2. What is the name of the cells that are at the open ends of the annulus?
3. Fern spores are all a single type but develop into a gametophyte with both sex organs (archegonium and
antheridium). What is the term used for this condition?
4. Fern spores are wind disseminated and germinate after being transported to suitably moist habitats.
What do they give rise to?
Station 31 - The Gametophyte Generation of a Fern
The gametophyte generation of a fern a heart-shaped prothallus.

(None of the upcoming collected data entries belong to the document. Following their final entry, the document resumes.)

PR #491, opened 2026-05-27
Convert TRF / RepeatMasker output to JSON

markquintontulloch:
Creates JSON according to `load_features` schema from RepeatMasker .out files and TRF .dat files.  To be expanded for other repeat/ncRNA feature tools as new pipelines are developed.


src/python/ensembl/io/genomio/features/convert_to_genomio_json.py
```diff
@@ -0,0 +1,725 @@
...
+"""Constructs a GenomIO JSON document from output of feature identification tools."""
+
+import argparse
+import hashlib
+import json
+import logging
+import re
+from dataclasses import dataclass
+from datetime import datetime, timezone
+from pathlib import Path
```
JAlvarezJarreta, line 23:
```suggestion
from dataclasses import dataclass
from datetime import datetime, timezone
import hashlib
import json
import logging
from pathlib import Path
import re
```

src/python/ensembl/io/genomio/features/convert_to_genomio_json.py
```diff
@@ -0,0 +1,725 @@
...
+
+
+from Bio import SeqIO
+
+import ensembl.io.genomio
+
```
JAlvarezJarreta:
```suggestion
```

src/python/ensembl/io/genomio/features/convert_to_genomio_json.py
```diff
@@ -0,0 +1,725 @@
...
+        """
+        norm_name = self.name.strip()
+        norm_class = self.repeat_class.strip()
+        norm_type = self.repeat_type.strip()
+        norm_seq = "".join(self.seq.split()).upper()
+        payload = f"{norm_name}\t{norm_class}\t{norm_type}\t{norm_seq}".encode("utf-8")
+        return hashlib.sha256(payload).hexdigest()
+
+
+DEFAULT_ANALYSIS_PARAMS = {
```
JAlvarezJarreta: Usually constant go above any code, so the `Consensus` class should go below these constants block.

src/python/ensembl/io/genomio/features/convert_to_genomio_json.py
```diff
@@ -0,0 +1,725 @@
...
+    Returns:
+        int: Parsed integer value.
+
+    Raises:
+        ValueError: If the token is not a valid integer.
+    """
+    try:
+        return int(token)
+    except ValueError:
+        raise ValueError(f"Invalid {field_name!r} in {path}: token={token!r}, line={raw_line!r}")
```
JAlvarezJarreta: Why are you using `!r` on string parameters? To my understanding it should not make a difference...

src/python/ensembl/io/genomio/features/convert_to_genomio_json.py
```diff
@@ -0,0 +1,725 @@
...
+    Returns:
+        float: Parsed floating-point value.
+
+    Raises:
+        ValueError: If the token is not a valid float.
+    """
+    try:
+        return float(token)
+    except ValueError:
+        raise ValueError(f"Invalid {field_name!r} in {path}: token={token!r}, line={raw_line!r}")
```
JAlvarezJarreta: Not sure if worth it, but you could merge this function and the one above into a single one by passing the class you want to cast the token to:

```suggestion
def _parse_token(class_type: Type, token: str, field_name: str, raw_line: str, path: Path) -> Any:
    """
    Parses a field from TRF output into the specified class type.

    Args:
        class_type: Class type to cast the field to.
        token: Raw token to parse.
        field_name: Field name used in error messages.
        raw_line: Original input line.
        path: Input file path.

    Returns:
        Parsed value.

    Raises:
        ValueError: If the token cannot be casted into the provided type.
    """
    try:
        return typing.cast(class_type, token)
    except ValueError:
        raise ValueError(
                f"Invalid {field_name!r} in {path}: type={class_type}, token={token!r}, line={raw_line!r}"
        )
```

src/python/ensembl/io/genomio/features/convert_to_genomio_json.py
```diff
@@ -0,0 +1,725 @@
...
+
+
+def _file_last_modified_time(file_path: Path) -> str:
```
JAlvarezJarreta, line 124:
```suggestion
def _file_last_modified_time(file_path: Path) -> str:
    """Returns the last modified time of the given file."""
```

src/python/ensembl/io/genomio/features/convert_to_genomio_json.py
```diff
@@ -0,0 +1,725 @@
...
+
+    Args:
+        seq_region_start: Start coordinate on the sequence region.
+        seq_region_end: End coordinate on the sequence region.
+        repeat_start: Start coordinate on the repeat consensus.
+        repeat_end: End coordinate on the repeat consensus.
+        line: Original input line for error reporting.
+
+    Returns:
+        bool: `True` if all coordinates are valid, `False` otherwise.
```
JAlvarezJarreta:
```suggestion
        `True` if all coordinates are valid, `False` otherwise.
```

src/python/ensembl/io/genomio/features/convert_to_genomio_json.py
```diff
@@ -0,0 +1,725 @@
...
+    Parses an integer field from TRF output.
+
+    Args:
+        token: Raw token to parse.
+        field_name: Field name used in error messages.
+        raw_line: Original input line.
+        path: Input file path.
+
+    Returns:
+        int: Parsed integer value.
```
JAlvarezJarreta:
```suggestion
        Parsed integer value.
```
Return type is only required if you don't have type hints, otherwise it is best to remove duplication.

src/python/ensembl/io/genomio/features/convert_to_genomio_json.py
```diff
@@ -0,0 +1,725 @@
...
+    Parses a RepeatMasker consensus library FASTA file into a dictionary of Consensus records.
+
+    The parser expects FASTA headers in the format:
+        >consensus_name#repeat_class/repeat_type
+
+    Args:
+        rm_consensus_lib_path: Path to the RepeatMasker consensus library FASTA file.
+
+    Returns:
+        tuple[dict[tuple[str, str, str], str], dict[str, Consensus]]: A tuple containing:
```
JAlvarezJarreta:
```suggestion
        A tuple containing:
```

src/python/ensembl/io/genomio/features/convert_to_genomio_json.py
```diff
@@ -0,0 +1,725 @@
...
+        logging.warning(
+            f"repeat_end < repeat_start in {input_path}: "
+            f"repeat_start={repeat_start}, repeat_end={repeat_end}, line={line!r}"
+        )
+        no_warnings = False
+
+    return no_warnings
+
+
+def _parse_rm_consensus_library(
```
JAlvarezJarreta: I'm slightly uneasy with the use of `rm` to refer to RepeatMasker as `rm` has a very distinct meaning in Linux/programming environments... Maybe replace in the function's name for the complete name and then do not refer to it in the variables? e.g. `rm_consensus_lib_path` -> `consensus_library_path`.

src/python/ensembl/io/genomio/features/convert_to_genomio_json.py
```diff
@@ -0,0 +1,725 @@
...
+                repeat_type=_map_rm_repeat_type(repeat_type),
+                seq=str(record.seq),
+            )
+            consensus_key = consensus_obj.sha256_key()
+            consensus_keys_by_triplet[(repeat_name, repeat_class, repeat_type)] = consensus_key
+            consensuses_by_key[consensus_key] = consensus_obj
+    return consensus_keys_by_triplet, consensuses_by_key
+
+
+def parse_repeatmasker_out(
```
JAlvarezJarreta:
```suggestion
def parse_repeatmasker_out_file(
```
Or `output`, but if you are not familiar with the `.out` extension of RepeatMasker this makes it more meaningful.

src/python/ensembl/io/genomio/features/convert_to_genomio_json.py
```diff
@@ -0,0 +1,725 @@
...
+) -> tuple[list[dict], dict[str, Consensus]]:
+    """
+    Parse a RepeatMasker .out file into repeat feature dictionaries and consensus records.
+
+    If a RepeatMasker consensus library FASTA file is provided, consensus sequences will be
+    extracted from the library and associated with features based on their repeat names.
+    Otherwise, consensus records will be created with empty sequences.
+
+    Returns:
+        tuple[list[dict], dict[str, Consensus]]: A tuple containing:
```
JAlvarezJarreta:
```suggestion
        A tuple containing:
```

src/python/ensembl/io/genomio/features/convert_to_genomio_json.py
```diff
@@ -0,0 +1,725 @@
...
+            - repeat feature dictionaries
+            - repeat consensus dictionary keyed by consensus SHA256 digest
+
+    Raises:
+        ValueError: If the RepeatMasker output contains malformed rows or invalid
+            coordinate values.
```
JAlvarezJarreta:
```suggestion
        ValueError: If the RepeatMasker output contains malformed rows or invalid coordinate values.
```

src/python/ensembl/io/genomio/features/convert_to_genomio_json.py
```diff
@@ -0,0 +1,725 @@
...
+def parse_repeatmasker_out(
+    input_path: Path, rm_consensus_lib_path: Path | None
+) -> tuple[list[dict], dict[str, Consensus]]:
+    """
+    Parse a RepeatMasker .out file into repeat feature dictionaries and consensus records.
+
+    If a RepeatMasker consensus library FASTA file is provided, consensus sequences will be
+    extracted from the library and associated with features based on their repeat names.
+    Otherwise, consensus records will be created with empty sequences.
+
```
JAlvarezJarreta, line 257: `Args:` block missing.

src/python/ensembl/io/genomio/features/convert_to_genomio_json.py
```diff
@@ -0,0 +1,725 @@
...
+        for raw_line in fh:
+            line = raw_line.strip()
+            if not line:
+                continue
+
+            lower_line = line.lower()
+            if "no repetitive sequences detected" in lower_line:
+                break
+            if "only contains ambiguous bases" in lower_line:
+                break
```
JAlvarezJarreta:
```suggestion
            if lower_line in {"no repetitive sequences detected", "only contains ambiguous bases"}:
                break
```

src/python/ensembl/io/genomio/features/convert_to_genomio_json.py
```diff
@@ -0,0 +1,725 @@
...
+
+            if line.startswith("SW") or line.startswith("score") or line.startswith("There were"):
```
JAlvarezJarreta: Have just learned about this lovely trick:
```suggestion
            if line.startswith(("SW", "score", "There were"))
```

src/python/ensembl/io/genomio/features/convert_to_genomio_json.py
```diff
@@ -0,0 +1,725 @@
...
+                continue
+
+            columns = line.split()
+            if columns[-1] == "*":
+                columns.pop()
+
+            if len(columns) < 14 or len(columns) > 15:
+                raise ValueError(
+                    f"Expected 14 or 15 columns in {input_path}, got {len(columns)}: line={line!r}"
+                )
```
JAlvarezJarreta: Would it make sense in this case to alter this method to check the whole file in one go before reporting the issues? One thing I was thinking about (and Claude backs up) is to report the detailed line issue in the log file, and just raise a "generic" exception message after processing the file if something went wrong. But this depends on how large the file is (if files are meant to be very long, a threshold may be worth adding that stops execution if more than, let's say, 100 lines are incorrect.

Just a thought/idea though, I'm happy to leave things as they are if you think it is not worth it.

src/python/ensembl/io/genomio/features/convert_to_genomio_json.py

Under a dissecting scope, Locate the
antheridia, which are usually interspersed among the rhizoids. Locate the archegonia, which are usually located
by the apical notch. Be able to recognize the following structures: prothallus, apical notch, archegonia,
antheridia, and rhizoids.
1. What do the antheridia produce? What do the archegonia produce?
2. What is the function of the rhizoids?
3. What eventually grows out of the archegonia?
Station 32 – Prothallus with a growing Sporophyte
Under a dissecting scope, study a prepared slide of a prothallus with a growing sporophyte. Be able to
recognize the following structures: prothallus, foot, root, and leaf. (P 100, Fig. 6.94 & 6.96)
1. What happens to the gametophyte prothallus after the sporophyte begins to grow?